Equities are no longer a steal, but neither are they even close to being egregiously overvalued. I've argued for more than a year that profits growth would be likely to slow, and that further progress for the stock market would be driven mainly by an expansion of multiples, and that is a pretty good description of what the reality has been. I look for more of the same: slower profits growth, maybe even flat-lining, but higher multiples. Today's PE ratio translates into an earnings yield of about 5.5%, and that is still very generous given the prevailing level of Treasury yields. As the chart below demonstrates, equity risk premiums are still unusually high (currently 3.5%) when viewed from an historical perspective. This is still a market ruled more by caution than by enthusiasm.

Wednesday, March 25, 2015

When $100 gets you a sandwich and a Coke

The amount of currency in circulation in Argentina is just over $300 billion pesos, and it is comprised almost entirely of six different denominations of bills, as show above (coins are essentially worthless and hardly ever seen). According to the Argentine Central Bank, about two-thirds of all the currency in circulation is of the $100 peso variety, with the other third spread between the five smaller denominations. If my experience here is any guide, it is rare to see a $2 bill, and the occasional $5 bill is, in practice, the smallest denomination that most people are able or likely to use. Ironically, the smallest denominations are the hardest to come by, and when you do see them they are so frayed and flimsy that many of them are held together by scotch tape.

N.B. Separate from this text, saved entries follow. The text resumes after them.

PR #12095, opened 2025-12-04
Add helper type `ApiResult` for terser code

emilk:
Code readability is important


Wumpf (approved):
neat, thanks for splitting this out

PR #12097, opened 2025-12-04
Use new `/GetRrdManifest` endpoint

emilk:
### Related
* Closes RR-3000
* Follows #12076

### What 
* Rename `ChunkIndex` to `RrdManifest`
* Load it as a separate call first

Right now the viewer doesn't use the `RrdManifest` for anything other than the progress bar, but the goal is to use it for larger-than-RAM.

### DIFF
--- a/crates/store/re_redap_client/src/connection_client.rs
+++ b/crates/store/re_redap_client/src/connection_client.rs
@@ -1,5 +1,3 @@
-use std::sync::Arc;
-
 use arrow::array::RecordBatch;
 use arrow::datatypes::{Schema as ArrowSchema, SchemaRef};
 use re_arrow_util::ArrowArrayDowncastRef as _;


crates/utils/re_arrow_util/src/lib.rs
```diff
@@ -89,16 +89,63 @@ mod tests {
 
 // ----------------------------------------------------------------
 
+/// Error used when a column is missing from a record batcj
```
teh-cmc:
```suggestion
/// Error used when a column is missing from a record batch
```

crates/store/re_entity_db/src/rrd_manifest_index.rs
```diff
@@ -18,11 +18,11 @@ pub struct ChunkInfo {
 ///
 /// This is currently used to show a progress bar.
 ///
-/// This is constructed from one ore more [`ChunkIndexMessage`], which is what
+/// This is constructed from one ore more [`RrdManifestMessage`], which is what
 /// the server sends to the client/viewer.
 /// TODO(RR-2999): use this for larger-than-RAM.
 #[derive(Default, Debug, Clone)]
-pub struct ChunkIndex {
+pub struct RrdManifest {
```
teh-cmc: I'm not a fan of re-using the exact same name as the actual `RrdManifest` object, this is confusing.

crates/store/re_redap_client/src/connection_client.rs
```diff
@@ -365,12 +367,38 @@ where
...
+            .map_err(|err| ApiError::tonic(err, "/GetRrdManifest failed"))?
+            .into_inner()
+            .data
+            .ok_or_else(|| {
+                let err = missing_field!(GetRrdManifestResponse, "data");
+                ApiError::serialization(err, "missing field in /GetRrdManifest response")
+            })?
+            .pipe(RecordBatch::try_from)
+            .map_err(|err| ApiError::serialization(err, "failed parsing /GetRrdManifest response"))?
+            .pipe(RrdManifestMessage::try_from_record_batch)
```
teh-cmc: You should not be implementing transport-to-app conversion yourself. The provided one has a lot of extra checks that must be run.

crates/store/re_types_core/src/rrd_manifest_message.rs
teh-cmc, line 1: I don't understand the need to introduce this type. This looks like a less fleshed out version of the actual application-level `RrdManifest`. The fact that it implements its own unsafe deserialization is very problematic.

crates/store/re_entity_db/src/rrd_manifest_index.rs
emilk: Yeah, I should call this `RrdManifestIndex` or something

crates/store/re_redap_client/src/connection_client.rs
```diff
@@ -365,12 +369,45 @@ where
...
+                let err = missing_field!(GetRrdManifestResponse, "data");
+                ApiError::serialization(err, "missing field in /GetRrdManifest response")
+            })?
+            .pipe(RecordBatch::try_from)
+            .map_err(|err| ApiError::serialization(err, "failed parsing /GetRrdManifest response"))
+            .map(|data| {
+                RrdManifest {
+                    // TODO(cmc): fix this
+                    store_id: StoreId::empty_recording().with_recording_id(segment_id.to_string()),
+                    sorbet_schema: Arc::unwrap_or_clone(data.schema()),
```
teh-cmc: `data.schema()` is unrelated so that's very risky, better to just empty it:
```suggestion
                    sorbet_schema: Arc::new(Schema::empty()),
```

To put this in perspective, $100 pesos today is worth about $8 dollars (US) on the black market, and about $11 dollars at the "official" rate. Imagine how it would be if consumers in the U.S. were limited to buying things in increments of 40 cents ($5 pesos), and if the largest bill available were worth less than $10. My friend (the one whose daughter got married yesterday) today told me that in order to pay for the wedding and all the people involved, he had to disburse an amount of bills (most things are still paid for in cash here) that would fill almost two shoeboxes. It's become almost comical, and reminiscent of the stories of hyperinflation we have all heard when people had to use wheelbarrows to carry enough currency to pay for daily expenses.

Why are things so crazy? For one, it's the inevitable result of a classical monetary inflation. But it's also because the government doesn't want to officially recognize that inflation has been running at 25-30% for the past six years—printing larger denomination bills would be equivalent to legitimizing all that inflation. That's silly, of course, since you can't cover up an inflation that is fundamentally driven by an almost 30% annual increase in pesos in circulation (see chart above) over the past six years by printing tons of small-denomination bills. Prices are going up at a significant pace, and it doesn't matter what denomination the bills have.

In an attempt to remedy this idiocy, an opposition politician recently proposed a law that would create bills of $500 and $1000 pesos. The government will certainly oppose this measure, but eventually it will pass in some form or other because otherwise the average citizen will need a huge wad of currency in his or her pocket just to make it through the day. Meanwhile, a $100 peso note will buy you a sandwich and maybe a Coke.

For us Americans it's not so bad, since $100 pesos will also get you a decent bottle of wine in most restaurants, or even a decent steak. And despite the inflation, Argentines are wonderfully nice people and the food is terrific.